2. In the book 1, 2, 3, ..., 1995, find all positive integers satisfying the following conditions.
A: (1995+a)| 1995a
Supplementary question: "|" means that the latter is divisible by the former.
Questioner: Peaches are crazy-the second best answer for trainee wizards.
1 is divisible by 72, that is, by 8 and 9.
Conditions that can be divisible by 8: the last three digits can be divisible by 8;
Conditions that can be divisible by 9: The number obtained by adding the digits of this number can be divisible by 9.
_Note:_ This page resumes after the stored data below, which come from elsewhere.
PR #637, opened 2019-06-18
Encouraging girdle: fix bug in search bar results

modernserf:
## Links
* Remix link: https://encouraging-girdle.glitch.me/

## Changes:
* add an `openPopover` method to PopoverContainer passed props
* use openPopover, not togglePopover, on search input focus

A number divided by 9 is equal to the sum of digits divided by 9.
This number is123456789112131415 ... 31323 3343533.
That is, write to 36.
2. let 1995a/( 1995+a)=b,
Factorization results in (1995+a) (1995-b) =19952.
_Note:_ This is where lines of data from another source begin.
PR #644, opened 2019-06-18
chalk-laugh: refactor Text component

taravancil:
## Links
* [chalk-laugh.glitch.me](https://chalk-laugh.glitch.me)
* [Manuscript](https://glitch.fogbugz.com/f/cases/3328263/Text-component-margins-and-font-size-adjustments)

<div style="display: flex">
  
  

</div>

## Changes:
* Add `size`, `weight`, `defaultMargin` props to Text component
* Allow Text component to accept `className`
* Update all instances of Text component to take advantage of these updates

## How To Test:
Try out a bunch of places where the Text component is used:
- Project count on [collection page](https://chalk-laugh.glitch.me/@taravancil/glitch)
- [Error page](https://chalk-laugh.glitch.me/404)
- [Home page "of course this site was made on glitch too"](https://chalk-laugh.glitch.me)

## Feedback I'm looking for:
- Instead of the `defaultMargin` prop, would we prefer `marginTop` and `marginBottom` props? This would eliminate some cases where we're using a `className` just to specify a margin
- As far as I can tell, there's nowhere the `.p + .p` selector is applied. Do we want to eliminate that and just use margin props? ^

### DIFF
--- a/src/components/text/text.styl
+++ b/src/components/text/text.styl
@@ -5,7 +5,6 @@
   font-size: var(--size);
   font-weight: var(--weight);
   line-height: 1.35
-  line-height: 20px
   margin: 0
   + .p
     margin-top: 1em
--- a/src/components/text/text.styl
+++ b/src/components/text/text.styl
@@ -3,3 +3,7 @@
 .p
   font-family: sansserif
   line-height: 20px
+  margin: 0
+
+.defaultMargin
+  margin: initial
--- a/src/components/text/text.styl
+++ b/src/components/text/text.styl
@@ -4,6 +4,7 @@
   font-family: sansserif
   font-size: var(--size);
   font-weight: var(--weight);
+  line-height: 1.35
   line-height: 20px
   margin: 0
   + .p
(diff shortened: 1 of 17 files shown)


src/components/text/text.styl
```diff
@@ -2,4 +2,11 @@
 
 .p
   font-family: sansserif
-  line-height: 20px
\ No newline at end of file
+  font-size: var(--size);
+  font-weight: var(--weight);
+  line-height: 20px
```
modernserf: should line-height be proportional to --size?

src/components/text/text.styl
```diff
@@ -2,4 +2,11 @@
...
+  margin: 0
+  + .p
+    margin-bottom: 1em
```
modernserf: i think you want `margin-top` here, since it applies to the _second_ `p`

taravancil: Whoops, good catch

src/components/text/text.styl
taravancil: Ah, yep. Will update later after this workshop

And19952 = 32 * 52 * 72 *192.
If we make a < 1995, that is, 1995 2 is decomposed into two numbers, one of which is greater than 1995 and less than 1995+ 1995=3990.
There are several factors that can meet this requirement:
1995^2=2527* 1575
=3249* 1225
=3675* 1083
=2205* 1805
=2793* 1425
=3325* 1 197
At this time, the values of a are: 532, 1254, 1680, 2 10/0,798, 1330 respectively.